The most significant risk that could jeopardize our project is whether or not we will be able to get our audio processing pipeline working well enough to get useable captions from the speech-to-text model we’re using.
This past week, we decided to abandon the delay-and-sum beamforming in favor of a different algorithm, Phase Difference Channel Weighting (PDCW), which Dr. Stern published. Charlie and Stella met with Dr. Stern this past week to discuss PDCW and possible reasons our previous implementation wasn’t working. On Friday, Charlie and Larry recorded new data which we will use to test the PDCW algorithm (the data had to be recorded in a particular configuration to meet the assumptions of the PDCW algorithm).
PDCW is our current plan for how to use signal processing techniques in our audio pipeline, but as a backup plan, we have a deep learning module – SpeechBrain’s SepFormer – which we can use to separate multiple speakers. We decided with Dr. Sullivan this past week that, if we go with the deep learning approach, we will test our final system’s performance on more than just two speakers.
The change to our audio processing algorithm is the only significant change we made this week to the design of our system. We have not made any further adjustments to our schedule.

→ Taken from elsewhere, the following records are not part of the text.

PR #1363, opened 2017-08-28
Fix extra iteration on Scroll

dmvdbrugge:
`Scroll` did an extra iteration both on an empty result and on searches where the last page has a significantly smaller number of results than the pages before it.

You can see in the deleted part of the test that it actually needed one foreach too many, now it doesn't anymore.


CHANGELOG.md
```diff
@@ -18,7 +18,8 @@ All notable changes to this project will be documented in this file based on the
  
 ### Bugfixes
 - Enforce [Content-Type requirement on the layer Rest](https://github.com/elastic/elasticsearch/pull/23146), a [PR on Elastica #1301](https://github.com/ruflin/Elastica/issues/1301) solved it (it has been implemented only in the HTTP Transport), but it was not implemented in the Guzzle Transport. [#1349](https://github.com/ruflin/Elastica/pull/1349)
-  
+- Scroll no longer does an extra iteration both on an empty result and on searches where the last page has a significantly smaller number of results than the pages before it.
```
ruflin: I would more see this as an enhancement then a bug as the code was executing as expected, just not very performant. In can still change that later.

dmvdbrugge: I disagree, the docs on `valid()` (seem to) say the empty result shouldn't be a valid one, and thus the last iteration that is now prevented was not only "performance fix" but also unexpected behaviour.

In fact that is why I found the "bug", I assumed (because of `valid()`) the resultset couldn't be empty.

ruflin: Got it. Thanks for the clarification. Was not fully clear for me from the changelog / PR description.

PR #1368, opened 2017-09-01
script types are all allowed by default

p365labs:
- By default all script types are allowed to be executed.
- By default all script contexts are allowed to be executed. 

I updated Base.php as now you by config you can only disable them


ruflin:
Seems like one test contains more then one type:

```
1) Elastica\Test\ClientTest::testEndpointParamsRequest
Elastica\Exception\ResponseException: Rejecting mapping update to [elastica_elasticatestclienttestabfd] as the final mapping would have more than 1 type: [foobar, test]
```

p365labs:
@ruflin done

On our video processing side, Larry has been able to generate time-stamped captions, and with our angle estimation working, we are close to being able to put captions on our speakers. With this progress on our video processing pipeline and with the SepFormer module as our interim audio processing pipeline, we’ve been able to start working on integrating the various parts of our system, which we wanted to start as early as possible.